*** Information provided ***

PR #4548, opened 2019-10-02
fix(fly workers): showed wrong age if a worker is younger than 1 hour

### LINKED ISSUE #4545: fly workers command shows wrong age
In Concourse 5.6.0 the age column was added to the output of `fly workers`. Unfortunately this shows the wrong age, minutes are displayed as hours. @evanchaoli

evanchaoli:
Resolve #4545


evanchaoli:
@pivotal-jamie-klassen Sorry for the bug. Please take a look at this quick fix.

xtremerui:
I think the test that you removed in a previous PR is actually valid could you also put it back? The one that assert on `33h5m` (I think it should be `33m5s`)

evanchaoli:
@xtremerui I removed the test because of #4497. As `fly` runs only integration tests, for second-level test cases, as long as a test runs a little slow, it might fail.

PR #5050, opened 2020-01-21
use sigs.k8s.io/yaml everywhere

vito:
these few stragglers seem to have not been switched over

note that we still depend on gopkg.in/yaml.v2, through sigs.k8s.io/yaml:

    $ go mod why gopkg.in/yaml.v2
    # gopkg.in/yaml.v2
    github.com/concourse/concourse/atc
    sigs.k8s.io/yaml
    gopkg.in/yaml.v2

***
*** Information provided ***

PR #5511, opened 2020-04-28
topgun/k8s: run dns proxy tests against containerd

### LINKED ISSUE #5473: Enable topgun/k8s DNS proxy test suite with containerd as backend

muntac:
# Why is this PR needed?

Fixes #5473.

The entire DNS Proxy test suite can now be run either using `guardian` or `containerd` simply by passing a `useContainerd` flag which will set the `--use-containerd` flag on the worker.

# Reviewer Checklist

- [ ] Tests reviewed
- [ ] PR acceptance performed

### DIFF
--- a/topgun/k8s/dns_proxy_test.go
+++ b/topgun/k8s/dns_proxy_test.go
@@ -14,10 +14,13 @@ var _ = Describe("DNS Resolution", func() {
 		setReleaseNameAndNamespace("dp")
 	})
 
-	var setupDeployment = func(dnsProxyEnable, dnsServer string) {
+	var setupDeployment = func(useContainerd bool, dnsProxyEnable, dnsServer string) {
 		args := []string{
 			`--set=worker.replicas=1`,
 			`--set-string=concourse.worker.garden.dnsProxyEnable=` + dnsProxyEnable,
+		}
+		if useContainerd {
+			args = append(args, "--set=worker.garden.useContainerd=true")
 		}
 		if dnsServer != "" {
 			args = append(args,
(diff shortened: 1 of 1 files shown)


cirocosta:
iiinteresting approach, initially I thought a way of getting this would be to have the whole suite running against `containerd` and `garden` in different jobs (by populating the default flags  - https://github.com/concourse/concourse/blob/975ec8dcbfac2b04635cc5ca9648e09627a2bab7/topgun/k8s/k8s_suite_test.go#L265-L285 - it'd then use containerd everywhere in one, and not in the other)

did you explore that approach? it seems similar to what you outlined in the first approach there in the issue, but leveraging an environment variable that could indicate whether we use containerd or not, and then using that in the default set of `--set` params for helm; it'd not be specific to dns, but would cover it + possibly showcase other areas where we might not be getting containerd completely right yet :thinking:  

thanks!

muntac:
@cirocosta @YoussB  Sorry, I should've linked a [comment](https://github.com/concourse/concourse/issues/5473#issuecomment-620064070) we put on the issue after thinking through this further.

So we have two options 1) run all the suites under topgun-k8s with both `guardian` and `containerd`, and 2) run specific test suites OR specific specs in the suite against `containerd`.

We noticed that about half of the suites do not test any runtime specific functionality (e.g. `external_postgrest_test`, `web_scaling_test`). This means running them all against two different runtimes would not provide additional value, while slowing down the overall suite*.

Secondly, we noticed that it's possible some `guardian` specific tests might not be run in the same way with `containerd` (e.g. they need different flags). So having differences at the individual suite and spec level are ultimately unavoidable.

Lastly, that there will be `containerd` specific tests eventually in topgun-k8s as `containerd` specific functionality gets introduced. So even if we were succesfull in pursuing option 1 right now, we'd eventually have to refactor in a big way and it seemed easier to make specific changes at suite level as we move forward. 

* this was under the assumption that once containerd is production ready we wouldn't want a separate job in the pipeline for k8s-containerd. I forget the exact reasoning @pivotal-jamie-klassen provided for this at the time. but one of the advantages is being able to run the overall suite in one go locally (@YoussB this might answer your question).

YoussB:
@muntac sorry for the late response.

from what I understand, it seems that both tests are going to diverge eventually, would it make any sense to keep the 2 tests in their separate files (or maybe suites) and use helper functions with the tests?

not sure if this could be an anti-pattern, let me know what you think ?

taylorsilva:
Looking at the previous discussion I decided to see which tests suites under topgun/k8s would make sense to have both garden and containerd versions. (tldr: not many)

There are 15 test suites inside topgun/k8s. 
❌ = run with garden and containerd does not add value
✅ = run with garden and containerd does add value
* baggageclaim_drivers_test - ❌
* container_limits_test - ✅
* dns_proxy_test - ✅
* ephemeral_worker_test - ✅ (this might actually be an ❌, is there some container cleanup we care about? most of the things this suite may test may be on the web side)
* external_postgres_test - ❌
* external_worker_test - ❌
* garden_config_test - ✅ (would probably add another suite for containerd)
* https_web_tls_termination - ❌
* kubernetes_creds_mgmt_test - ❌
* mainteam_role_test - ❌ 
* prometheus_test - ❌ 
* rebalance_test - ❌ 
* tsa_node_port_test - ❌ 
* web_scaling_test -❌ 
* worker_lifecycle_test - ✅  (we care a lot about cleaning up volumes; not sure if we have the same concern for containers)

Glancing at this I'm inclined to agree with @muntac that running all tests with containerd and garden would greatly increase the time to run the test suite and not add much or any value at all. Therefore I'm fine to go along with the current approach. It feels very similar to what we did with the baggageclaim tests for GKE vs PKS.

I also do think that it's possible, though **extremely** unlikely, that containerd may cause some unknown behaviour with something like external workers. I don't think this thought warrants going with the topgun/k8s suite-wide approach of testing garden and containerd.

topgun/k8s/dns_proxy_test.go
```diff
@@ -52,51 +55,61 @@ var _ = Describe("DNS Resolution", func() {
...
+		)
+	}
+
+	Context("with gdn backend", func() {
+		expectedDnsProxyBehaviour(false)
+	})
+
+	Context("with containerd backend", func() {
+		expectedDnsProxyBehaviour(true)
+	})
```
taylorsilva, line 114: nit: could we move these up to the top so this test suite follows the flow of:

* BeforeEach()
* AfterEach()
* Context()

***

* [Aim of the task] With "gopkg" as the string to match, show every line of the entries above that has it.

* [Response]
note that we still depend on gopkg.in/yaml.v2, through sigs.k8s.io/yaml:
    $ go mod why gopkg.in/yaml.v2
    # gopkg.in/yaml.v2
    gopkg.in/yaml.v2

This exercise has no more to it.